=== Exercise materials ===
Issue #219, opened 2017-05-03
Verilog rules for bit widths in expressions are subtle and easy to get wrong


cbiffle:
On CLaSH 0.7.2, Verilog output (and probably SystemVerilog output) for certain constructs involving a sum type `t` can accidentally concatenate a platform-Int-sized bitstring in place of a `BitSize t`-size bitstring.

I haven't found the precise cause and I don't have a fix yet.  It was actually difficult to write a reduction (see below).

Here is an example of the offending output:

```verilog
  output [31:0] result;
  wire signed [63:0] result_app_arg;
  assign result_app_arg = $signed(64'sd8);
  
  assign result = {({({({({({7'b0000000,(5'd1)}),(5'd0)}),3'b010}),(5'd0)}),($unsigned(result_app_arg))}),2'b11};
```

`result` is a 32-bit value, and in Haskell it receives a `BitVector 32` result correctly.  In Verilog, however, it's being assigned from a **91-bit value**.  This is legal in Verilog, because Verilog hates you, but that's beside the point.  We wind up taking the bottom 32 bits of a 91 bit value, which are wrong.

The problem is `result_app_arg`.  It is the result of the following structure:

```haskell
data Opcode = .... | OpStore | ...
instance BitPack Opcode where
  type BitSize Opcode = 5
  pack = fromIntegral . fromEnum

something = pack ( ... OpStore ... )
```

`OpStore`'s enum value is 8, so `fromEnum OpStore` is giving the `64'sd8` value you see above... and then the 64-bit Int version is concatenated instead of the 5-bit version.

I believe the problem is [here in the backend](https://github.com/clash-lang/clash-compiler/blob/master/clash-verilog/src/CLaSH/Backend/Verilog.hs#L434-L435).  If you compare to [the equivalent VHDL backend code](https://github.com/clash-lang/clash-compiler/blob/master/clash-vhdl/src/CLaSH/Backend/VHDL.hs#L812-L816), you'll note that the VHDL version has a `resize` operation to explicitly truncate the value.  The Verilog is missing this.

Is the fix a simple matter of appending an index selector to the Verilog expression (the closest thing we've got to VHDL resize)?  Maybe.  I'll try in a bit.

[...]

PR #221, opened 2017-05-03
Verilog primitive fixes

cbiffle:
This mostly addresses #219 and fixes it in my use case, though I am uncomfortable declaring the fix "complete" because there are other appearances of `Int` and `Integer` remaining in primitive templates.

I also fixed a syntax error while I was in there (second commit).


christiaanb:
Thanks!

PR #223, opened 2017-05-05
Verilog: fix error in Index.fromInteger#

### LINKED ISSUE #222: Verilog: Index.fromInteger# truncation primitive is wrong
Here's a bug I introduced!

In 7c096f09f, I added code [here](https://github.com/clash-lang/clash-compiler/blob/master/clash-verilog/primitives/CLaSH.Sized.Internal.Index.json#L76) to truncate `Integer` when converting to `Index`.  However, this uses the type-level natural `n` as a bit width, when it is in fact a *vector size.*

So what we need here is not `~LIT[0]` but `~SIZE[~TYPO]`, i.e. the size in bits of the output type.

This is a result of me mechanically changing all the sized integer types to fix #219 and mindlessly applying the same technique to `Index` that I used on `BitVector`.

cbiffle:
Fixes #222

### DIFF
--- a/clash-systemverilog/primitives/CLaSH.Sized.Internal.Index.json
+++ b/clash-systemverilog/primitives/CLaSH.Sized.Internal.Index.json
@@ -73,7 +73,7 @@
 , { "BlackBox" :
     { "name"      : "CLaSH.Sized.Internal.Index.fromInteger#"
     , "type"      : "fromInteger# :: KnownNat n => Integer -> Index n"
-    , "templateE" : "$unsigned(~ARG[1][(~LIT[0]-1):0])"
+    , "templateE" : "$unsigned(~ARG[1][(~SIZE[~TYPO]-1):0])"
     }
   }
 , { "BlackBox" :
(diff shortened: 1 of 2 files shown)


christiaanb:
Would it be possible to add a regression test?

cbiffle:
I imagine so!  I don't see precedent in the test suite for checking that Verilog output matches e.g. a regular expression, but I can probably concoct a circuit that would test this behavior.

cbiffle:
Because the existing testsuites are large-scale integration tests with GHC, it's proving difficult to write a repro case that I'm confident will be robust in the face of future changes.

The class of bugs in #219 manifest only when an `Integer` is truncated to a fixed-width type in an expression context.  This behavior is unstable.  Small changes in the structure of the input source cause the output to diverge in one of two ways that hide the bug -- either

1. `fromInteger#` gets evaluated early and the primitive is never invoked, or
2. The result of `fromInteger#` is given a name at the Core level, causing it to get a separate wire/assign in Verilog, which hides the problem due to implicit coercions in Verilog.

A more targeted unit test of the backend, itself, should be more precise and robust, but may require additions to the test suite.  I'm looking into it.

christiaanb:
If it's too much work, you can just raise an issue about a regression test, and then I'll just merge this fix.

PR #227, opened 2017-05-16
clash-lib: Generate a slightly more helpful message on failure

expipiplus1:
This code used to generate __VOID__ with no explanation, this appends some information about the expression


christiaanb:
Closed in favour of the solution in #228

PR #247, opened 2017-09-02
clash-lib: make Verilog output tidier

thoughtpolice:
Mostly this makes the port declarations look nicer and much more readable, and uses Verilog-2001 compatible syntax for declaring input/output port types.


christiaanb:
Merged

PR #264, opened 2017-10-24
Fix pack#/unpack# of Signed in Verilog.

cbiffle:
This explicitly alters the signedness of values when moving between
BitVector and Signed, to ensure that BitVectors are interpreted as
unsigned and Signed as, well, signed.

This cropped up in the compilation of code like the following:

    signedLessThan :: BitVector 8 -> BitVector 8 -> Bool
    signedLessThan a b = signed a < signed b
      where signed :: BitVector 8 -> Signed 8
            signed = unpack

which wound up using an unsigned comparison in the Verilog output.

While in the prim definitions, I fixed two cases where an unsigned bit
literal was masquerading as a signed value, which would have produced
the same issue if a signed value were compared to maxBound/minBound.


christiaanb:
Thanks for the fix!

PR #265, opened 2017-11-07
Handle strict evaluation of Sized types

leonschoorl:


clash-lib/src/Clash/Normalize/Transformations.hs
```diff
@@ -557,11 +559,20 @@ caseCast _ e = return e
 
 -- | Push a cast over a Letrec into it's body
 letCast :: NormRewrite
-letCast _ (Cast (Letrec b) ty1 ty2) = do
+letCast _ c@(Cast (Letrec b) ty1 ty2) | shouldPushDown c = do
   let (binds,body) = unsafeUnbind b
   changed $ Letrec $ bind binds (Cast body ty1 ty2)
 letCast _ e = return e
 
+-- | Is this a 'Cast' that you be pushed down?
```
christiaanb: Elaborate why some casts should or shouldn't be pushed down

clash-lib/src/Clash/Normalize/Transformations.hs
```diff
@@ -557,11 +559,20 @@ caseCast _ e = return e
...
+shouldPushDown :: Term -> Bool
+shouldPushDown (Cast _ _ty1 ty2) = isIntegerTy ty2
+shouldPushDown _ = False
+
+argCastSpec :: NormRewrite
+argCastSpec ctx e@(App _ c@(Cast _ _ _)) | shouldPushDown c = specializeNorm ctx e
```
christiaanb: Shouldn't we ensure that the cast is work-free?? so let-bind any work before we specialise.

clash-lib/src/Clash/Core/Type.hs
```diff
@@ -513,3 +515,33 @@ isIntegerTy :: Type -> Bool
...
+-- For example: Vec (3+2) (Unsigned (3+1)) normalizes to Vec 5 (Unsigned 4)
+normalizeType :: HashMap TyConOccName TyCon -> Type -> Type
+normalizeType tcMap = go
+  where
+  go ty = case tyView ty of
+    TyConApp tcNm args
+      | name2String tcNm == "Clash.Signal.Internal.Signal"
+      , [_,elTy] <- args
+      -> go elTy
+      | name2String tcNm == "Clash.Sized.Internal.BitVector.BitVector" ||
```
christiaanb: Add a comment that you are looking through newtypes, but that clash' primitive number types are implemented as newtypes as well and you don't want to normalize them away.

clash-lib/src/Clash/Core/Evaluator.hs
```diff
@@ -297,6 +301,10 @@ unwind eval gbl tcm h k v = do
     Instantiate ty               -> return (instantiate h k' v ty)
     PrimApply nm ty tys vals tms -> primop eval gbl tcm h k' nm ty tys vals v tms
     Scrutinise _ alts            -> return (scrutinise h k' v alts)
+    CastTo ty1 ty2               -> return (castTo h k' v ty1 ty2)
```
christiaanb: This is wrong.... what it should be doing e.g. in a cast from `Integer` to `Signed`, is to add the `Signed.fromInteger#` primitive! The reason being, that primitives operating on `Signed` are expecting to see this primitive, they're not expecting to see a cast.

clash-lib/src/Clash/Normalize/Transformations.hs
```diff
@@ -538,6 +542,58 @@ bindConstantVar = inlineBinders test
...
+  where
+    test _ (_, Embed (Cast (Var _ _) _ _)) = return True
+    test _ _ = return False
+
+-- | Eleminate two back to back casts where the type going in and coming out are the same
+--
+-- @
+--   (cast :: b -> a) $ (cast :: a -> b) x   ==> x
+-- @
+eliminateCastCast :: NormRewrite
```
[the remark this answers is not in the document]
leonschoorl: It's good to check tyA and tyB.
But we need to do type normalization before comparing them, because they could be for example: `Signed 7` and `Signed (6+1)`.

I'm changing the case where tyA and tyC don't match, to produce an error.
Introducing a new cast here will produce a cast that can never be eliminated.
And then we will get an error during netlist generation that there was still some cast left over, but at that point we won't know where it came from.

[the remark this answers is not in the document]
leonschoorl: Also in the test case that I have this doesn't actually provide any source location.

leonschoorl:
I addressed all your comments in a series of patches in the [seq-on-sized-types-reviewed](https://github.com/leonschoorl/clash-compiler/commits/seq-on-sized-types-reviewed) branch.
Then I merged those patches into the original patches and force-pushed the result overwriting the  [seq-on-sized-types](https://github.com/leonschoorl/clash-compiler/commits/seq-on-sized-types).

But the Github UI seems very confused by this.

clash-lib/src/Clash/Normalize/Transformations.hs
```diff
@@ -538,6 +548,116 @@ bindConstantVar = inlineBinders test
...
+    test _ _ = return False
+
+-- | Eliminate two back to back casts where the type going in and coming out are the same
+--
+-- @
+--   (cast :: b -> a) $ (cast :: a -> b) x   ==> x
+-- @
+eliminateCastCast :: NormRewrite
+eliminateCastCast _ c@(Cast (Cast e tyA tyB) tyB' tyC)
+  | tyB == tyB' = do
```
christiaanb: I think we want to compare normalised types here as well, no?

clash-lib/src/Clash/Normalize/Transformations.hs
```diff
@@ -538,6 +548,116 @@ bindConstantVar = inlineBinders test
...
+    tcm <- Lens.view tcCache
+    let tyA' = normalizeType tcm tyA
+        tyC' = normalizeType tcm tyC
+    if tyA' == tyC' then changed e
+                    else throwError
+  | otherwise = throwError
+  where throwError = do
+          (nm,sp) <- Lens.use curFun
+          throw (ClashException sp ($(curLoc) ++ showDoc nm ++ ": Found 2 nested casts whose types don't line up:\n" ++ showDoc c) Nothing)
```
christiaanb: Can we try to stay closer to a 80-column window in our formatting so that code is easier to read on smaller terminals?

clash-lib/src/Clash/Normalize/Transformations.hs
```diff
@@ -538,6 +548,116 @@ bindConstantVar = inlineBinders test
...
+        tcm <- Lens.view tcCache
+        (nm',var) <- mkTmBinderFor tcm (mkDerivedName ctx (name2String $ varName nm)) e'
+        changed [(nm',Embed e')
+                ,(nm, Embed $ Cast var ty1 ty2)
+                ]
+      _ -> return [x]
+
+splitCastWork _ e = return e
+
+
```
christiaanb: These extra newlines aren't needed

clash-lib/src/Clash/Normalize/Transformations.hs
leonschoorl: Well `tyB` and `tyB'` should always be `Integer`.
But I'll add a check just to be sure.

PR #274, opened 2017-12-01
Add test of fromJust

bgamari:
I have found that fromJust fails to synthesize on GHC 8.2.1 due to missing
unfolding. Namely, the Data.Maybe interface file contains,
```
4cb6dd3ae4cd37241b07963360b4332c
  fromJust :: Maybe a -> a
  {- Arity: 1, Strictness: <S,1*U>,
     Unfolding: InlineRule (1, True, False)
                (\ @ a (ds :: Maybe a) ->
                 case ds of wild { Nothing -> fromJust1 @ a Just x -> x }) -}
53c35d567be116685e810e0ba1a76ff0
  fromJust1 :: a
  {- Strictness: x -}
```

### DIFF
--- a/testsuite/Main.hs
+++ b/testsuite/Main.hs
@@ -50,6 +50,7 @@ main =
             , runTest ("tests" </> "shouldwork" </> "Basic") defBuild [] "ClassOps"            (["","ClassOps_testBench"],"ClassOps_testBench",True)
             , runTest ("tests" </> "shouldwork" </> "Basic") defBuild [] "CountTrailingZeros"  (["","CountTrailingZeros_testBench"],"CountTrailingZeros_testBench",True)
             , runTest ("tests" </> "shouldwork" </> "Basic") defBuild [] "DivMod"              ([""],"DivMod_topEntity",False)
+            , runTest ("tests" </> "shouldwork" </> "Basic") defBuild [] "FromJust"            ([""],"FromJust_topEntity",False)
             , runTest ("tests" </> "shouldwork" </> "Basic") defBuild [] "IrrefError"          ([""],"IrrefError_topEntity",False)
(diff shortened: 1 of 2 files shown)


thoughtpolice:
Oh, I see, the test /should/ fail, based on clash-lang/clash-prelude#137. Then it's just been marked incorrectly in the harness.

bgamari:
Ideally the test would pass but since we rely on `fromJust` from `base`, which doesn't have an unfolding, it fails. Consequently, I think the test is most accurately described as "expect broken".

I would argue that this situation of relying on libraries which weren't compiled with `-fexpose-all-unfoldings` is quite untenable. The only way to fix this IMHO is to suggest (or even insist) that the user uses a GHC built with `-fexpose-all-unfoldings`. Anything less is bound to be fragile.

testsuite/Main.hs
```diff
@@ -50,6 +50,7 @@ main =
             , runTest ("tests" </> "shouldwork" </> "Basic") defBuild [] "ClassOps"            (["","ClassOps_testBench"],"ClassOps_testBench",True)
             , runTest ("tests" </> "shouldwork" </> "Basic") defBuild [] "CountTrailingZeros"  (["","CountTrailingZeros_testBench"],"CountTrailingZeros_testBench",True)
             , runTest ("tests" </> "shouldwork" </> "Basic") defBuild [] "DivMod"              ([""],"DivMod_topEntity",False)
+            , runTest ("tests" </> "shouldwork" </> "Basic") defBuild [] "FromJust"            ([""],"FromJust_topEntity",False)
```
christiaanb: Change this line to:

```haskell
, runTest ("tests" </> "shouldwork" </> "Basic") defBuild [] "FromJust"            (["FromJust_topEntity"],"FromJust_topEntity",False)
```

or, remove the `TopEntity` annotation in your test, and rename `dut` to `topEntity`.

martijnbastiaan:
Closing this PR. I don't think this issue will be caught by our CI anyway.. If this is a mistake, please reopen.

PR #275, opened 2017-12-02
Fix heap shortcutting

bgamari:
This branch fixes a bug in the compile-time evalutor's heap management. The bulk of the change is described in e86d71b. I would like to stress that I'm not yet completely confident that I understand the precise trigger of the bug. That being said, I am much more confident in the implementation after this change than before.

I have also included a variety of patches improving error messages, which I found quite useful in the course of debugging.


christiaanb:
Fixed by: https://github.com/clash-lang/clash-compiler/commit/92dcfe581cc204283074e409a58dc6482d219c43

PR #395, opened 2018-10-24
Fix assertion behavior in outputVerifier*

basile-henry:
Assertions would fail even after the `outputVerifier` was done, which is not how modelsim and other HDL simulation software does assertions.


christiaanb:
Thanks

PR #404, opened 2018-11-06
 Enable DeriveGeneric and DeriveAnyClass by default

leonschoorl:
To make it less of a hassle to derive Undefined on your own types.


martijnbastiaan:
Maybe add them here as well: 

https://github.com/clash-lang/clash-compiler/blob/master/testsuite/Main.hs#L596

Issue #403, opened 2018-11-06
DSignal & explicit module heirarchy 


blaxill:
Currently some of the DSignal functionality that is not explicitly clocked is under the explicitly clocked subdirectories of clash-prelude. My understanding now is that the `Explicit` module hierarchy is for functions that take `=> Clock domain gated ->` value parameters, but DSignal functions don't seem to always follow this. 

For example

- The Signal data type and constructor are under non-explicit hierarchy [`Clash/Signal/Internal.hs`](https://github.com/clash-lang/clash-compiler/blob/27302687c62cdf8d9fcfe76748b8be6b0f69b6dd/clash-prelude/src/Clash/Signal/Internal.hs#L158)

- But DSignal data type and constructor, and functions such as

  1.  `feedback
  :: (DSignal domain n a -> (DSignal domain n a,DSignal domain (n + m + 1) a))
  -> DSignal domain n a`
  2. `unsafeFromSignal :: Signal domain a -> DSignal domain n a`

  etc, are under [`Clash/Explicit/Signal/Delayed.hs`](https://github.com/clash-lang/clash-compiler/blob/27302687c62cdf8d9fcfe76748b8be6b0f69b6dd/clash-prelude/src/Clash/Explicit/Signal/Delayed.hs#L85).

Is this unintentional and should these DSignal functions be under the non explicit hierarchy? I can start refactoring this around but wanted to confirm first before sending a pull request(s).

(Looking through `Clash/Explicit/Signal.hs` there are a couple of potentially misplaced functions `simulateB` and `simulateB_lazy` too)

blaxill:
I realize the current situation might be to simplify intermodule dependencies, and that placement of functions with no implicit or explicit clock might not be clear, but consistency could be better.

PR #406, opened 2018-11-08
Refactor non-explicit DSignal functions

blaxill:
This refactors the DSignal modules to:

```
clash-prelude/src/Clash/Explicit/Signal/Delayed.hs
clash-prelude/src/Clash/Signal/Delayed.hs
clash-prelude/src/Clash/Signal/Delayed/Internal.hs
clash-prelude/src/Clash/Signal/Delayed/Bundle.hs
```

which is close to the Signal module layout. Specifically, it moves functions from out of Explicit hierarchy which arent relevant to it. No functions are removed or added. The choice of what is in the `Internal.hs` module was the most direct refactor of `Signal/Explicit/.../Delayed.hs`, as opposed to moving some functions into `Signal/Delayed.hs`  #403

### DIFF
--- a/clash-prelude/clash-prelude.cabal
+++ b/clash-prelude/clash-prelude.cabal
@@ -112,7 +112,6 @@ Library
                       Clash.Explicit.Prelude.Safe
                       Clash.Explicit.Signal
                       Clash.Explicit.Signal.Delayed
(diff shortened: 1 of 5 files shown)


christiaanb:
Thanks!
===
Required action: Look over the entries for "missing", then copy every line that includes that string.

Result of this task:
I believe the problem is [here in the backend](https://github.com/clash-lang/clash-compiler/blob/master/clash-verilog/src/CLaSH/Backend/Verilog.hs#L434-L435).  If you compare to [the equivalent VHDL backend code](https://github.com/clash-lang/clash-compiler/blob/master/clash-vhdl/src/CLaSH/Backend/VHDL.hs#L812-L816), you'll note that the VHDL version has a `resize` operation to explicitly truncate the value.  The Verilog is missing this.
I have found that fromJust fails to synthesize on GHC 8.2.1 due to missing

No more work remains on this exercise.